▸ Your objective
Exactly as written, print each of the entries.

▸ Study material
PR #4455, opened 2025-02-09
password_hash: Update for PHP 8.4

TimWolla:
This updates the `password_hash()` documentation for the updated default cost of bcrypt in PHP 8.4. It also performs some general cleanup.

### DIFF
--- a/reference/password/functions/password-hash.xml
+++ b/reference/password/functions/password-hash.xml
@@ -34,9 +34,9 @@
     </listitem>
     <listitem>
      <simpara>
-      <constant>PASSWORD_BCRYPT</constant> - Use the <constant>CRYPT_BLOWFISH</constant> algorithm to
+      <constant>PASSWORD_BCRYPT</constant> - Use the bcrypt algorithm to
       create the hash. This will produce a standard <function>crypt</function> compatible hash using
-      the "$2y$" identifier. The result will always be a 60 character string, &return.falseforfailure;.
+      the <literal>$2y$</literal> identifier. The result will always be a 60 character string, &return.falseforfailure;.
      </simpara>
     </listitem>
     <listitem>
@@ -81,8 +81,8 @@
       Examples of these values can be found on the <function>crypt</function> page.
      </para>
      <para>
-      If omitted, a default value of <literal>10</literal> will be used. This is a good
-      baseline cost, but you may want to consider increasing it depending on your hardware.
+      If omitted, a default value of <literal>12</literal> will be used. This is a good
+      baseline cost, but you may want to consider adjusting it depending on your hardware.
      </para>
     </listitem>
    </itemizedlist>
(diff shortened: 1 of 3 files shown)


reference/password/functions/password-hash.xml
```diff
@@ -34,9 +34,9 @@
     </listitem>
     <listitem>
      <simpara>
-      <constant>PASSWORD_BCRYPT</constant> - Use the <constant>CRYPT_BLOWFISH</constant> algorithm to
+      <constant>PASSWORD_BCRYPT</constant> - Use the bcrypt algorithm to
       create the hash. This will produce a standard <function>crypt</function> compatible hash using
-      the "$2y$" identifier. The result will always be a 60 character string, &return.falseforfailure;.
+      the <literal>$2y$</literal> identifier. The result will always be a 60 character string, &return.falseforfailure;.
```
nielsdos, line 39: I think we mostly still put "" around the string literals, like so:
```suggestion
      the <literal>"$2y$"</literal> identifier. The result will always be a 60 character string, &return.falseforfailure;.
```

nielsdos (approved):
LGTM, I have one remark, I'm not sure if we have a real guideline about that but it's what I'm used to.

reference/password/functions/password-hash.xml
TimWolla: In this case it's *not really* but more of an “abstract identifier”.

reference/password/functions/password-hash.xml
```diff
@@ -81,8 +81,8 @@
       Examples of these values can be found on the <function>crypt</function> page.
      </para>
      <para>
-      If omitted, a default value of <literal>10</literal> will be used. This is a good
-      baseline cost, but you may want to consider increasing it depending on your hardware.
+      If omitted, a default value of <literal>12</literal> will be used. This is a good
+      baseline cost, but you may want to consider adjusting it depending on your hardware.
```
Girgias, line 85: Maybe at the same time remove personalization (i.e. usage of "you")?

reference/password/functions/password-hash.xml
Girgias: I'm happy to have it without the quotes, as its a sort of prefix identifier in the generated string.

reference/password/functions/password-hash.xml
TimWolla: It's all over the document. I'll do this in a follow-up.

siliconforks:
I think [constants.xml](https://github.com/php/doc-en/blob/master/reference/password/constants.xml) needs to be updated too?

https://github.com/php/doc-en/blob/51ea49d0a56569458483a36478f6e5571a59bdc8/reference/password/constants.xml#L46

nielsdos:
> I think [constants.xml](https://github.com/php/doc-en/blob/master/reference/password/constants.xml) needs to be updated too?
> 
> https://github.com/php/doc-en/blob/51ea49d0a56569458483a36478f6e5571a59bdc8/reference/password/constants.xml#L46

Good find, thanks. Fixed in https://github.com/php/doc-en/commit/66aff414be91c5a0446be585aa6ac78121de1e67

▸ Written response
PR #4455, opened 2025-02-09
password_hash: Update for PHP 8.4

TimWolla:
This updates the `password_hash()` documentation for the updated default cost of bcrypt in PHP 8.4. It also performs some general cleanup.

### DIFF
--- a/reference/password/functions/password-hash.xml
+++ b/reference/password/functions/password-hash.xml
@@ -34,9 +34,9 @@
     </listitem>
     <listitem>
      <simpara>
-      <constant>PASSWORD_BCRYPT</constant> - Use the <constant>CRYPT_BLOWFISH</constant> algorithm to
+      <constant>PASSWORD_BCRYPT</constant> - Use the bcrypt algorithm to
       create the hash. This will produce a standard <function>crypt</function> compatible hash using
-      the "$2y$" identifier. The result will always be a 60 character string, &return.falseforfailure;.
+      the <literal>$2y$</literal> identifier. The result will always be a 60 character string, &return.falseforfailure;.
      </simpara>
     </listitem>
     <listitem>
@@ -81,8 +81,8 @@
       Examples of these values can be found on the <function>crypt</function> page.
      </para>
      <para>
-      If omitted, a default value of <literal>10</literal> will be used. This is a good
-      baseline cost, but you may want to consider increasing it depending on your hardware.
+      If omitted, a default value of <literal>12</literal> will be used. This is a good
+      baseline cost, but you may want to consider adjusting it depending on your hardware.
      </para>
     </listitem>
    </itemizedlist>
(diff shortened: 1 of 3 files shown)


reference/password/functions/password-hash.xml
```diff
@@ -34,9 +34,9 @@
     </listitem>
     <listitem>
      <simpara>
-      <constant>PASSWORD_BCRYPT</constant> - Use the <constant>CRYPT_BLOWFISH</constant> algorithm to
+      <constant>PASSWORD_BCRYPT</constant> - Use the bcrypt algorithm to
       create the hash. This will produce a standard <function>crypt</function> compatible hash using
-      the "$2y$" identifier. The result will always be a 60 character string, &return.falseforfailure;.
+      the <literal>$2y$</literal> identifier. The result will always be a 60 character string, &return.falseforfailure;.
```
nielsdos, line 39: I think we mostly still put "" around the string literals, like so:
```suggestion
      the <literal>"$2y$"</literal> identifier. The result will always be a 60 character string, &return.falseforfailure;.
```

nielsdos (approved):
LGTM, I have one remark, I'm not sure if we have a real guideline about that but it's what I'm used to.

reference/password/functions/password-hash.xml
TimWolla: In this case it's *not really* but more of an “abstract identifier”.

reference/password/functions/password-hash.xml
```diff
@@ -81,8 +81,8 @@
       Examples of these values can be found on the <function>crypt</function> page.
      </para>
      <para>
-      If omitted, a default value of <literal>10</literal> will be used. This is a good
-      baseline cost, but you may want to consider increasing it depending on your hardware.
+      If omitted, a default value of <literal>12</literal> will be used. This is a good
+      baseline cost, but you may want to consider adjusting it depending on your hardware.
```
Girgias, line 85: Maybe at the same time remove personalization (i.e. usage of "you")?

reference/password/functions/password-hash.xml
Girgias: I'm happy to have it without the quotes, as its a sort of prefix identifier in the generated string.

reference/password/functions/password-hash.xml
TimWolla: It's all over the document. I'll do this in a follow-up.

siliconforks:
I think [constants.xml](https://github.com/php/doc-en/blob/master/reference/password/constants.xml) needs to be updated too?

https://github.com/php/doc-en/blob/51ea49d0a56569458483a36478f6e5571a59bdc8/reference/password/constants.xml#L46

nielsdos:
> I think [constants.xml](https://github.com/php/doc-en/blob/master/reference/password/constants.xml) needs to be updated too?
> 
> https://github.com/php/doc-en/blob/51ea49d0a56569458483a36478f6e5571a59bdc8/reference/password/constants.xml#L46

Good find, thanks. Fixed in https://github.com/php/doc-en/commit/66aff414be91c5a0446be585aa6ac78121de1e67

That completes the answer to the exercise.